Hello, my first post here.  Last night I bought a Murray Vanguard.  The serial numbers (on bottom bracket MOR224 X51 then below them 211168) make it a 1959.  But I'm kinda being thrown for a loop.  Looking at the catalogs on line it looks a lot like the Meteor from the 1959 catalog with the fender light and rear rack light.  It also has a horn in the all chrome tank.  But not only is the tank all chrome, the delta hawk front light is chrome topped.  The chain guard reads Vanguard, and it too is mostly chrome, with the lettering and decals being red and white.  The bike it's self is painted black from the factory not red like all the other boys bikes from this year other than the Fleetwood.  

So the bike appears to be Vanguard, however the Vanguard model doesn't seem to exist in the catalogs in that time frame.  But I do see Fleetwoods.

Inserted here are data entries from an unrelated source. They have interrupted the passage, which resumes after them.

PR #4651, opened 2024-08-16
Fixed Support Rating Administration Requirements Calculations

IllianiCBT:
Refactored the calculation of personnel count by merging the division operation into a single step. Corrected the divisor values to match CamOps.


NickAragua (approved):
Pretty sure CamOps doesn't require administrators to be administrated (page 21), so why aren't we subtracting the # of admins from the total personnel count?

NickAragua (changes requested):
Meant to "Comment" or "Request Changes" rather than "Approve"

IllianiCBT:
> Pretty sure CamOps doesn't require administrators to be administrated (page 21), so why aren't we subtracting the # of admins from the total personnel count?

`getTotalPersonnelCount()` fetches personnel count based on the requirements listed in CamOps, which doesn't include Administrators. So removing Admin personnel here was unnecessary.

IllianiCBT:
For ease of reading, here is `getTotalPersonnelCount()`

```
/**
     * Calculates the total personnel count required for the campaign, taking into account technician requirements.
     *
     * @param campaign The campaign for which to calculate the total personnel count.
     * @param technicianRequirements The number of technicians required for the campaign.
     * @return The total personnel count required for the campaign.
     */
    private static int getTotalPersonnelCount(Campaign campaign, int technicianRequirements) {
        int totalPersonnelCount = technicianRequirements;

        // Count personnel
        for (Unit unit : campaign.getActiveUnits()) {
            if (unit.isMothballed()) {
                continue;
            }

            Entity entity = unit.getEntity();

            if (entity.isMek() || entity.isAerospaceFighter() || entity.isConventionalFighter()) {
                totalPersonnelCount++;
            } else if (entity.isVehicle()) {
                totalPersonnelCount += (int) Math.ceil(entity.getWeight() / VEHICLE_WEIGHT_DIVIDER);
            } else {
                totalPersonnelCount += unit.getFullCrewSize();
            }
        }

        return totalPersonnelCount;
    }
```

NickAragua (approved):
Ok, good to go then.

PR #4655, opened 2024-08-16
Refactored Random Company Name Generator to Use CSV

IllianiBird:
This PR switches the random company name generator from using enum-based values to using a handful of csv files, similar to how we handle Bloodnames and Callsigns. This means users can edit and customize the available pool of name segments, with full support for the user folder.


NickAragua (approved):

IllianiCBT:
Flipped this to draft, so it can't be accidentally merged into 50.0

IllianiCBT:

PR #4659, opened 2024-08-16
Add initial support for Hiring Hall levels and add new hiring halls

Algebro7:
This refactors some internals in `AtBConfiguration` to provide support for different levels of hiring halls, which is necessary to implement support for CamOps. The "public" API hasn't changed except for a new `getHiringHallLevel()` method, and old save files are of course supported. This information will also be useful for displaying the hiring hall level in the UI, such as on the planetary map.

This also adds a handful of hiring halls that previously weren't in the game based on CamOps and Sarna. I added an approximation of the level based on Sarna in cases where an explicit official hiring hall level wasn't given.


Algebro7:
I've cherry picked these commits into my larger camops contract market branch, and given that they aren't needed for other features ATM I'm thinking it makes sense to close this and just merge these changes with PR #4644 . Closing for now but let me know if we want to re-open later for some reason.

PR #4665, opened 2024-08-17
Revert change to find parts by name when selling from parts in use

### LINKED ISSUE #4663: [v0.50.0-SNAPSHOT] Unable to sell most parts through the Parts In Use Report.
### Environment
04:50:26,741 INFO  [mekhq.MekHQ] {main}
mekhq.MekHQ.initializeLogging(MekHQ.java:315) - Starting MekHQ v0.50.0-SNAPSHOT
    Build Date: 2024-08-17T01:16:16.522116870
    Today: 2024-08-17
    Origin Project: MekHQ
    Java Vendor: Eclipse Adoptium
    Java Version: 21.0.3
    System Locale: en_GB
    MM Code Revision: 5d74b455d1bfe3c55797e4e3daac3bd0168ca828
    MML Code Revision: fc321e451b068ba6292e43ecc1f6ce80345d79cb
    MHQ Code Revision: b3e0e4457a766489e5545398116ef0d341862003

### Description
The Parts in Use Report (found in the Command Center tab) now has buttons that are meant to allow selling parts directly from this report. This only seems to function sporadically, and will often fail to sell any parts. 

### Files
[customs.zip](https://github.com/user-attachments/files/16643208/customs.zip)
[1st Rimward Hussars.zip](https://github.com/user-attachments/files/16643209/1st.Rimward.Hussars.zip)
[mekhq.log](https://github.com/user-attachments/files/16643210/mekhq.log)

Algebro7:
Commit a4cc0f9 introduced a bug where several types of parts could no longer be sold. This PR simply reverts it and goes back to looking up the target part by name rather than ID.

I agree with the original comment that it's not ideal to search by strings, but it appears there isn't really a better way to do it with how this dialog is constructed. I think there are some opportunities for refactoring it but I think those should be done in the future rather than now. Let me know what you think.

Closes #4663

### DIFF
--- a/MekHQ/src/mekhq/campaign/parts/PartInUse.java
+++ b/MekHQ/src/mekhq/campaign/parts/PartInUse.java
@@ -9,7 +9,7 @@ import mekhq.campaign.work.IAcquisitionWork;
 
 public class PartInUse {
     private String description;
-    private int id;
+    private String name;
     private IAcquisitionWork partToBuy;
     private int useCount;
     private int storeCount;
@@ -35,13 +35,14 @@ public class PartInUse {
             appendDetails(sb, part);
         }
         part.setUnit(u);
-        this.id = part.getId();
+        this.name = part.getName();
         this.description = sb.toString();
         this.partToBuy = part.getAcquisitionWork();
         this.tonnagePerItem = part.getTonnage();
         // AmmoBin are special: They aren't buyable (yet?), but instead buy you the ammo inside
         // We redo the description based on that
         if (partToBuy instanceof AmmoStorage) {
+            this.name = ((AmmoStorage) partToBuy).getName();
             sb.setLength(0);
             sb.append(((AmmoStorage) partToBuy).getName());
             appendDetails(sb, (Part) ((AmmoStorage) partToBuy).getAcquisitionWork());
@@ -76,8 +77,8 @@ public class PartInUse {
         return description;
     }
 
-    public int getId() {
-        return id;
+    public String getName() {
+        return name;
     }
 
     public IAcquisitionWork getPartToBuy() {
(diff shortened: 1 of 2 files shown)


MekHQ/src/mekhq/campaign/parts/PartInUse.java
```diff
@@ -35,13 +35,14 @@ public PartInUse(Part part) {
             appendDetails(sb, part);
         }
         part.setUnit(u);
-        this.id = part.getId();
+        this.name = part.getName();
```
NickAragua, line 38: How does this play with loading files from the previous version?

NickAragua (commented):
Flagging for some extra testing due to backwards compatibility requirements.

MekHQ/src/mekhq/campaign/parts/PartInUse.java
Algebro7: So the PartInUse is not actually stored in save files, it's just a (lossy) model constructed for this dialog that is deleted when the dialog is closed. There should be no impact on save files/backwards compatibility.

NickAragua: Ok. If PartInUse isn't being saved, then we can consider this good to go.

Algebro7: Alright yeah, I just double checked and it's not saved anywhere. The only part that is persistent is the `IAcquisitionWork partToBuy` field, which is pulled from the `Part` this is being constructed from and saved to the shopping list when buying items, but neither PR touched that object. So we should be good.

IllianiCBT (approved):

PR #4673, opened 2024-08-19
Added Conditional Check Before Showing 0 Personnel Eligible autoAwards Dialog

IllianiBird:
Previously, the dialog showing no award eligibility appeared unconditionally. Now, it only shows if `isManualPrompt` is true, preventing unnecessary dialogs when not prompted manually.


Sleet01 (approved):
LGTM

PR #4674, opened 2024-08-19
Fixed NPE in CamOps Mission Date Calculation

IllianiCBT:
Previously, mission date calculation could throw a NullPointerException if there were no missions. Added a null check to ensure `oldestMissionDate` defaults to the current date if no missions exist. This prevents the exception.


Sleet01 (approved):
LGTM

PR #4679, opened 2024-08-19
Refactored DropShip Bonus Calculation Logic

IllianiCBT:
Simplified the conditionals for DropShip bonus calculation by merging nested checks. Updated tooltip text to clarify DropShip salvage rules.


Sleet01 (approved):
LGTM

Just curious if anyone knows anything more about the Vanguards from that time period.

A couple pics with more to come.










Any help would be appreciated.


----------



## conradpdx (Jul 24, 2012)

More and better pics.

























Doing my research online I'm thinking it might be a Franken Fleetwood.  But I'm still not sure,  I did find an ad on ebay about the same year that featured an all chrome tank but it had the 2 lens headlight coming off the tank.  All I know is that it's definitely a Murray and more importantly my wife likes it. 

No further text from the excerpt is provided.